For months now, multiple offers in Sacramento have been the norm. That’s due to low inventory, low interest rates and high demand. It’s cheaper to buy in the buy or rent scenario. When it’s cheaper to buy than to rent, it also means investors will get positive cash flow even if they finance a home. So, investors and first-time home buyers have been competing, often for the same home.
Here is something to understand about first-time home buyers. When a first-time home buyer bids over list price for a home, that home buyer is not taking extra money out of her pocket. She is rolling the excess into her mortgage. So, it’s not really costing her a lot of extra money to make a purchase offer over the seller’s asking price. If she offers an extra $5,000, her mortgage payment changes by about $30. That’s peanuts. Using that formula, at 3.5% interest, she can bid $15,000 over list price and still not change her mortgage payment by more than a hundred bucks. Of course, it might not appraise at that amount, and therein lies the major problem with first-time home buyers overbidding.

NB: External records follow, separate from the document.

PR #2145, opened 2017-08-02
Ditch Android Beam feature

Valodim:
## Motivation and Context

I got this stacktrace when opening the (huge!) Edward the GPG Bot key:

```
java.lang.RuntimeException: An error occurred while executing doInBackground()
	at android.os.AsyncTask$3.done(AsyncTask.java:325)
	at java.util.concurrent.FutureTask.finishCompletion(FutureTask.java:354)
	at java.util.concurrent.FutureTask.setException(FutureTask.java:223)
	at java.util.concurrent.FutureTask.run(FutureTask.java:242)
	at android.os.AsyncTask$SerialExecutor$1.run(AsyncTask.java:243)
	at java.util.concurrent.ThreadPoolExecutor.runWorker(ThreadPoolExecutor.java:1133)
	at java.util.concurrent.ThreadPoolExecutor$Worker.run(ThreadPoolExecutor.java:607)
	at java.lang.Thread.run(Thread.java:761)
Caused by: java.lang.IllegalStateException: Couldn't read row 0, col 0 from CursorWindow.  Make sure the Cursor is initialized correctly before accessing data from it.
	at android.database.CursorWindow.nativeGetBlob(Native Method)
	at android.database.CursorWindow.getBlob(CursorWindow.java:403)
	at android.database.AbstractWindowedCursor.getBlob(AbstractWindowedCursor.java:45)
	at android.database.CursorWrapper.getBlob(CursorWrapper.java:147)
	at org.sufficientlysecure.keychain.provider.KeyRepository.getGenericData(KeyRepository.java:129)
	at org.sufficientlysecure.keychain.provider.KeyRepository.getGenericDataOrNull(KeyRepository.java:93)
	at org.sufficientlysecure.keychain.provider.KeyRepository.loadPublicKeyRingData(KeyRepository.java:310)
	at org.sufficientlysecure.keychain.util.NfcHelper$3.doInBackground(NfcHelper.java:133)
	at org.sufficientlysecure.keychain.util.NfcHelper$3.doInBackground(NfcHelper.java:128)
```
this is caused by a key blob that is too large for the database to handle. The underlying problem is fixed since #2066, however this can apparently still occur for old keys. Regardless, it led me to investigate that piece of code.

## Changes

This PR does two things:

* rewrite of the NfcAdapter class. it is now nice™
* delete the NfcAdapter class, removing the Android Beam feature

I first just wanted to handle that error case by disabling the feature instead of crashing (this should happen very rarely anyways). Then I noticed the class was quite old and ugly, so I rewrote it. And when I tested the feature, I found that it simply doesn't work. The ViewKeyActivity where it is used in has an NfcForegroundDispatcher enabled which listens for security tokens, which entirely overrides the registered NDEF tag.

Android beam is an awkward feature that people very rarely use. We never even received a bug report about this being broken. Time to get rid of it.

But hey, at least the class is very nice after the first commit.

## Types of changes


dschuermann:
nice, your work will never be recognized by future devs ;)

Issue #1681, opened 2016-01-13
Token import fails when token public key is not a the master key


Nekroze:
There is a common issue that occurs with gnupg smartcard style devices when the smartcard holds only subkeys with the master key being seperate/offline.

This [issue has been reported to gnupg issue tracker](https://bugs.gnupg.org/gnupg/issue1828), however, it will likely not be repaired for some time and will likely require pre-existing smartcards to have the keys on the device recreated/replaced.

A better option might be to modify the way you import a token to allow you to specify a file or url to the public key for the whole key not just the key that the card things is the public key.

Due to this issue I cannot use my Yubikey together with some of the great apps that integrate this app for security.

Nekroze:
Reading through the issues, I think this fix can be incorporated into #1587

dschuermann:
I don't really get the issue, could you describe it in more detail?
OpenKeychain is not based in gnupg, we don't share any code.

Nekroze:
My apologies. 

This is a bug in GnuPG that causes a smart card to list a sub key as the public key for all of the keys on that smart card. This is an issue because it seems that openkeychain finds the public key I'd from the smart card and its pub which is a sub key not the primary key so when openkeychain searches the key servers it does not download the full public key and thus fails to import. 

This is a bug it seems with all smart cards and is just the way GnuPG sets them up. As such there are many cards that are out there affected by the bug making their card unusable with openkeychain. 

This bug only affects smart cards storing sub keys alone with the primary GnuPG key stored separately or offline. This strategy has long been the standard for higher safety with GnuPG as storing the primary key in a safe or offline storage device and only using it from an offline computer when the sub keys need renewing is a solid security strategy that makes it feasible to keep your primary key for a very long time. 

Unfortunately this bug is punishing users who adopt this higher security configuration way more then an inability to use the fetch command from `gpg - - card-edit` in that openkeychain cannot import the smart cards key at all. 

While this is a bug in GnuPG itself I think we should address it in openkeychain as a patch to fix this will take a long time to become ubiquitous and does nothing to help people who already set their smart card up and are not in a position to wipe the smart card and start again. 

Does that make more sense? I am not good at making sense sadly.

amingilani:
I have the same problem. Adopting higher levels of security, I generated and saved three subkeys on my Yubikey specifically for the token.

I cannot seem to import these from OpenKeyChain. Despite having pushed the key to a keyserver, and having imported it manually via a file.

[...]

Issue #1587, opened 2015-11-11
Redesign Security Token Import (Yubikey etc)


Valodim:
Multiple users have expressed confusion about the import yubikey dialog. A couple of points have come up in irc while discussing the issue:
- The matching public key seems to not be up on keyservers at import time quite often. This either happens because it was created very recently and just isn't there yet (this delay is a general point of confusion with keyservers), or because people don't use keyservers.
- There do seem to be people around who have urls on their yubikeys which we can use. This is encouraged in sjoseffson's [blog post on yubikeys](http://blog.josefsson.org/2014/06/23/offline-gnupg-master-key-and-subkeys-on-yubikey-neo-smartcard/), and quite a few people seem to follow this.
- Users are _not_ aware of what the activity is actually trying to do, which is import the public key. Even users who would have no problem manually importng their public key by some means miss that, simply because we do not indicate it.

I have a suggestion in mind for a design overhaul, will write about it later.

Valodim:
Here's the UI flow I had in mind: The import dialog does not initially offer the user a choice of where to obtain the public key from, but progresses through a list of possible sources. I envision this similar to the UI in the GitHub Linked Identity creation activity, here's a mockup:

![import yubikey mockup](https://dl.pushbulletusercontent.com/UFdUBjyNwWFiDmaeJgFuZplTuYBXuXIA/layout-2015-11-11-161503.png)

The options to "Retry" (makes sense e.g. due to keyserver connection errors) and "From File" show up when all attempts failed.

Things left:
- how can the user "reset" his yubikey and/or create a new key for it?

s0crat:
@Valodim , I'm in the case you suggest in your first message : 
- yubikey with subkeys stored on it
-  URL on yubikey that point to the public master key

Have you been able to deal with this specific import case ?

jdanders:
After two days of searching trying to figure out why my key wouldn't import from my yubikey, I finally found this page. Your opening description perfectly matches my situation -- I presume it's failing because I have not used a keyserver. Before messing around with the yubikey I had no idea what a keyserver was, and I do not really want to upload my key to one because I am still just messing around trying to learn and apparently there's no "delete" button on the keyserver.

I don't entirely understand the PGP approach to life, but if you could add a way to allow my key to be loaded without upload to a keyserver, I would definitely appreciate it. And the app definitely does not help an ignorant user like myself understand why it is failing.

To help google find this page, I'm going to paste my exact error below:
```No keys found!```
[...]

PR #2157, opened 2017-09-05
new Security Token import flow

Valodim:
This is a rewrite of our security token import ui flow. It assumes more things than the previous, and uses specialized import mechanisms instead of reusing the key import fragment.

This follows up on the ideas in #1587, and hopefully fixes (or makes easily fixable) the issues mentioned in #1681. It adds support for fetching from the security token uri, has a nice logging capability and hopefully provides an extensible basis for more features in this direction.

## What's missing?

- [x] consider entry points to this ui flow
- [x] remove "Bind Key" in view key activity
- [x] finish "reset security token" flow
- [x] deal with blank token
- [x] deal with non-trivial key constellations
- [x] test with usb tokens

There is probably more that I'm not thinking of. I'm not sure all of these need to be done, either - I think this really isn't missing much until it's an improvement over what we have, so I would aim for a quick beta release to gather feedback and find bugs early.

## Screenshots:
output

## Types of changes
- ✅ New feature


Valodim:
This PR is really coming along quite nicely! I added a bunch more bells and whistles, dealing with more token states. In particular, the dialog can now be used to unlock a locked token:

output

Valodim:
I added handling of blank tokens, and made sure everything played well with usb tokens. This PR is *almost* done at this point, I only need to make sure this works well with non-standard subkey constellations (e.g. token signing key as subkey of offline primary key).

Issue #1844, opened 2016-04-29
Security Token: Admin PIN handling


dschuermann:
We assume that the Admin PIN is 12345678 by default when creating new keys or moving existing keys to security tokens.
A problem can occur when the token has no keys on it, but the user already changed the Admin PIN or the token has been shipped with a different Admin PIN.

Thus, we should let the user input the Admin PIN if 12345678 did not work. I would strongly favor for a solution that still uses 12345678 by default to keep user interaction to a minimum.

top-gun007:
@dschuermann where can I learn openpgp as I really wish to contribute in this project

dschuermann:
Not important for now, closing.

PR #2160, opened 2017-09-12
remove "Move to Card" action from subkey edit ui

Valodim:
This PR removes the "Move to Card" feature from the subkey edit UI. This is due to a number of reasons:

- as implemented, the operation invariably led to an NPE. from what I could see in the git history, this has been the case for a long time, so it's unlikely this feature was actually used
- beyond the crash, this would only work if the admin pin was set to 12345678, and we don't have a very good concept yet of what to do if this isn't true (see also #1844). this is not quite trivial since we only have three attempts at wrong pins. consequently, assuming it's the default first will use up one of these attempts, but assuming otherwise (which should rarely be the case) makes the operation as a whole much less user friendly.
- even if this had worked as intended, the feature would have been very difficult to use correctly, and dangerous if used incorrectly, e.g. involuntarily deleting subkeys in openkeychain or overwriting them on the token

If we do want to support this, we should probably spend time on the whiteboard to think it through some more. From my point of view though, setting up subkeys and security tokens in a custom manner seems like a use case we can safely defer to GunPG.

## Types of changes

### DIFF
--- a/OpenKeychain/src/main/java/org/sufficientlysecure/keychain/ui/EditKeyFragment.java
+++ b/OpenKeychain/src/main/java/org/sufficientlysecure/keychain/ui/EditKeyFragment.java
@@ -17,6 +17,9 @@
 
 package org.sufficientlysecure.keychain.ui;
 
+
+import java.util.Date;
+
 import android.app.Activity;
 import android.content.Intent;
 import android.database.Cursor;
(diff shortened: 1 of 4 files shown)


Valodim:
relevant NPE, for reference:

```
Caused by: java.lang.NullPointerException: Attempt to get length of null array
    at org.sufficientlysecure.keychain.securitytoken.SecurityTokenHelper.modifyPin(SecurityTokenHelper.java:256)
    at org.sufficientlysecure.keychain.ui.SecurityTokenOperationActivity.doSecurityTokenInBackground(SecurityTokenOperationActivity.java:276)
    at org.sufficientlysecure.keychain.ui.base.BaseSecurityTokenActivity.handleSecurityToken(BaseSecurityTokenActivity.java:435)
    at org.sufficientlysecure.keychain.ui.base.BaseSecurityTokenActivity$1.doInBackground(BaseSecurityTokenActivity.java:146)
    at org.sufficientlysecure.keychain.ui.base.BaseSecurityTokenActivity$1.doInBackground(BaseSecurityTokenActivity.java:136)
```

PR #2162, opened 2017-09-19
Reformat public key blocks when loaded from clipboard

### LINKED ISSUE #2161: Copy And pasting keys issue
I try and copy&paste a pgp key and it never reads the paste from Android. Is there a specific text editor I could use and what exact format does a pgp key and a pgp msg look exactly like?

Valodim:
This PR adds some logic that attempts to reformat public key blocks read from the clipboard. It checks for patterns in the first twelve bits of encoded key data, so it makes more assumptions than previously about the structure of these blocks.

This allows recovering keys from arbitrary whitespace changes. It also drops ascii armor headers, but we never use those for public keys so that shouldn't be an issue.

Fixes #2161

## How Has This Been Tested?
Unit tests included

## Types of changes

### DIFF
--- a/OpenKeychain/src/main/java/org/sufficientlysecure/keychain/pgp/PgpHelper.java
+++ b/OpenKeychain/src/main/java/org/sufficientlysecure/keychain/pgp/PgpHelper.java
@@ -44,6 +44,7 @@ public class PgpHelper {
     public static final Pattern PGP_PUBLIC_KEY = Pattern.compile(
             ".*?(-----BEGIN PGP PUBLIC KEY BLOCK-----.*?-----END PGP PUBLIC KEY BLOCK-----).*",
             Pattern.DOTALL);
+    private static final Pattern KEYDATA_START_PATTERN = Pattern.compile("\\s(m[A-Q])");
 
     /**
      * Fixing broken PGP MESSAGE Strings coming from GMail/AOSP Mail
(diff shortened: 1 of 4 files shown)


dschuermann:
Hmmm. Currently the fix works only for keys from clipboard, but also encrypted data, or keys from files could be mangled. Couldn't we change https://github.com/open-keychain/bouncycastle/blob/openkeychain-master-old/pg/src/main/java/org/bouncycastle/bcpg/ArmoredInputStream.java and skip whitespaces in general?

Valodim:
Whitespaces are already skipped, that was never the issue. The issue is with mangled header lines, in particular the empty line that separates the begin line from the data. We have a real loss of information here, and without any information about the structure it's dangerous to guess the original structure of the mangled message.

```
-----BEGIN-----
Version: GnuPG 6

base64datadatadata
lalala=
-----END-----
```

vs 

```
-----BEGIN----- Version: GnuPG 6 base64datadatadata lalala= -----END-----
```

This works for public keys because a) we don't use the headers for anything (unlike with pgp messages), and b) we can make assumptions about the keydata (see comment in diff). It might be possible to do this for other message types as well, but we can't just trivially reuse the same method.

I'd put this in a release first and see how that goes, then maybe improve input behavior for the other cases later.

dschuermann:
Ah, thanks for the explanation.

PR #2166, opened 2017-09-21
Fix EC decipher template

af-anssi:
This commit reflects a [recent commit](https://git.gnupg.org/cgi-bin/gitweb.cgi?p=gnupg.git;a=commitdiff;h=ff7ccd284c327a5b1c89603f157089177dac9d13) in GnuPG to fix incorrect encoding of data sent to a security token for the deciphering using ECC with large parameters (Brainpool 512 or NIST p521).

If there are no comparable sales available at that price, the appraiser won’t submit a value at the purchase contract price. If the buyer gets a low appraisal, her only solution to move forward is to pay the $15,000 difference out of pocket, in cash. Most don’t have that kind of cash and, if they did, they wouldn’t pay over market with it. Not just for the opportunity to buy a home, nope. Unless they would. Unless they were that desperate to buy a home.
Not only am I seeing owner occupants who are willing to play all loosey-goosey with cash, but now investors are, too. Investors are no longer guarding their cash like a precious commodity. They are willing to pay above market value, because that’s the last thing to give in negotiations. It’s no longer enough to pay cash. Now, it’s got to be over market. That’s what it takes to make prices go up. An investor who is willing to pay more than the going rate. Investors who pay over market result in higher comparable sales. Higher comparable sales pave the road for higher appraisals, which opens the flood gates for first-time home buyers.
The kink in all of this is sellers don’t seem to be aware of this new twist. When I tell sellers about the market, they look at me like I just landed here from Mars. Do I have spinach in my teeth?
I predict a very strong 4th quarter for 2012. I believe when we look back at the numbers in the spring, our Sacramento real estate market will blow your socks off. This is a fabulous time to be a seller or a listing agent in Sacramento.